4. Kernel Definition:
   - The covariance function, or kernel, is defined for the Gaussian Process model.
   - The Radial Basis Function (RBF) kernel is used in this case.

5. Gaussian Process Model Creation:
   - The Gaussian Process Regressor from scikit-learn is instantiated with the defined kernel.
   - The `GaussianProcessRegressor` function is used to create the model, and the model object is stored in the `model` variable.

6. Model Fitting:
   - The Gaussian Process model is fitted to the training data using the `fit` method.
   - The training features (`train_features`) and labels (`train_labels`) are provided as inputs to the model.

7. Prediction:
   - The trained model is used to make predictions on the test features (`test_features`).
   - The `predict` method is called on the model, and the predicted values are stored in the `predictions` variable.


In [None]:
import random
import sys
from sklearn.model_selection import train_test_split
from sklearn.gaussian_process.kernels import RBF
from sklearn.gaussian_process import GaussianProcessRegressor

# randomly sample 10% of data
sampled_data = random.sample(list(test_features.to_records(index=False)), int(len(test_features)*0.1))


# split into training and testing sets
train_data, test_data = train_test_split(sampled_data, test_size=0.2)

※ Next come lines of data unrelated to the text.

PR #1901, opened 2019-02-26
Add tree shaking for :lang() selectors

### LINKED ISSUE #1900: Twenty Nineteen v1.3 has excessive CSS for AMP
Originally reported at https://wordpress.org/support/topic/twentynineteen-amp-css-broken-after-update/

In WordPress 5.1 with Twenty Nineteen 1.3, if I try loading the Gutenberg Demo post in AMP I get an `excessive_css` validation error and the theme's `style.css` is excluded. I'm also seeing this on a post published with no content at all.

The `style[amp-custom]` manifest comment shows the following:

```
     0 B: style[amp-custom=]
   417 B (95%): style#twentynineteen-style-inline-css[id=twentynineteen-style-inline-css][type=text/css]
  2372 B (97%): link#twentynineteen-print-style-css[rel=stylesheet][id=twentynineteen-print-style-css][href=https://wordpressdev.lndo.site/core-dev/src/wp-content/themes/twentynineteen/print.css?ver=1.3][type=text/css][media=print]
   122 B: style[type=text/css]
Total included size: 2,911 bytes (97% of 2,983 total after tree shaking)

The following stylesheets are too large to be included in style[amp-custom]:
 58833 B (74%): link#twentynineteen-style-css[rel=stylesheet][id=twentynineteen-style-css][href=https://wordpressdev.lndo.site/core-dev/src/wp-content/themes/twentynineteen/style.css?ver=1.3][type=text/css][media=all]
Total excluded size: 58,833 bytes (74% of 78,780 total after tree shaking)

Total combined size: 61,744 bytes (75% of 81,763 total after tree shaking)
```

Even after tree shaking, Twenty Nineteen's `style.css` is almost 60KB. The cause of the problem is in [core#45731](https://core.trac.wordpress.org/ticket/45731): Twenty Nineteen: Implement a less aggressive approach for alternate approach for non-latin font fallbacks. In particular, see these two changesets:

* https://core.trac.wordpress.org/changeset/44650
* https://core.trac.wordpress.org/changeset/44657

These changes appear to account for most of the 1,923 line insertions between 5.0.x and 5.1.

Fortunately, I believe it will be straightforward to improve the tree shaker to account the new changes since they all involve the `:lang()` selector. The AMP plugin is already accounting for this but only on the `html` element (for Twenty Seventeen):

https://github.com/ampproject/amp-wp/blob/2aa71a4fd4b42ff6487bfdbec7489b8820b7abf8/includes/sanitizers/class-amp-style-sanitizer.php#L2205-L2230

This was done in #1221. So what we need to do is extend the tree shaker to look for `:lang()` anywhere in the selector, not just after the first element.

westonruter:
Twenty Nineteen's `style.css` went from 112KB in v1.2 to an eye-dropping 208K in v1.3: almost doubling the size. When AMP has a budget of 50KB this is especially bad. As noted in #1900, the increase in size is almost all due to `:lang()` selectors being added for the various languages. This being the case, if we just tree-shake any such selectors that for all languages other than the current one, then we can recover from this large increase.

Before this PR, the tree-shaker and minifier was brought the `style.css` down to 72KB. After this PR, the total is brought down to 37KB.

Build for testing: [amp.zip](https://github.com/ampproject/amp-wp/files/2903178/amp.zip) (v1.1-alpha-20190226T001832Z-bc77bcb5).

Fixes #1900.

### DIFF
--- a/includes/sanitizers/class-amp-style-sanitizer.php
+++ b/includes/sanitizers/class-amp-style-sanitizer.php
@@ -922,7 +922,7 @@ class AMP_Style_Sanitizer extends AMP_Base_Sanitizer {
 	private function process_stylesheet( $stylesheet, $options = array() ) {
 		$parsed      = null;
 		$cache_key   = null;
-		$cache_group = 'amp-parsed-stylesheet-v13'; // This should be bumped whenever the PHP-CSS-Parser is updated.
+		$cache_group = 'amp-parsed-stylesheet-v14'; // This should be bumped whenever the PHP-CSS-Parser is updated.
 
 		$cache_impacting_options = array_merge(
 			wp_array_slice_assoc(
@@ -2202,7 +2202,7 @@ class AMP_Style_Sanitizer extends AMP_Base_Sanitizer {
 	private function ampify_ruleset_selectors( $ruleset ) {
 		$selectors = array();
 		$changes   = 0;
-		$language  = get_bloginfo( 'language' );
+		$language  = strtolower( get_bloginfo( 'language' ) );
 		foreach ( $ruleset->getSelectors() as $old_selector ) {
 			$selector = $old_selector->getSelector();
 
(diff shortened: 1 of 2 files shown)


westonruter:
I just realized that PR will not always have the desired effect for multi-lingual blogs. Consider, for example, if I have a site in US English but I have a post that is written in Arabic:

```html
<html lang="en-US">
...
<style>
*:lang(en) { color: red; }
*:lang(ar) { color: blue; }
</style>
...
<p>Hello, World!</p>
<p>And in Arabic, <span lang="ar">مرحبا بالعالم</span>
...
</html>
```

This PR would currently result in `*:lang(ar) { color: blue; }` being erroneously tree-shaken.

Maybe this just has to be a known issue we'll have to live with for now. I would expect it to be pretty uncommon for someone to go to the trouble of marking-up their multi-lingual content with `lang` attributes, though I'm sure there is a dedicated userbase who does. For now it seems best to account for the vast majority of cases and not have fundamentally broken styles due to the stylesheet being excluded.

swissspidy:
> I would expect it to be pretty uncommon for someone to go to the trouble of marking-up their multi-lingual content with `lang` attributes

It is quite common for multilingual content, e.g. when showing the available translations for a given post with some excerpts. However, it's mostly important for search engines and screen readers, not really for styling. Twenty Nineteen is quite an odd exception here I think.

sampled_data_size = sys.getsizeof(sampled_data)
print("Sampled data size:", sampled_data_size, "bytes")


Sampled data size: 4344 bytes


In [None]:
# define kernel (covariance function)
kernel = RBF()

# create Gaussian process model
model = GaussianProcessRegressor(kernel=kernel)

# fit model to data
model.fit(train_features, train_labels)

# make predictions on test data
predictions = model.predict(test_features)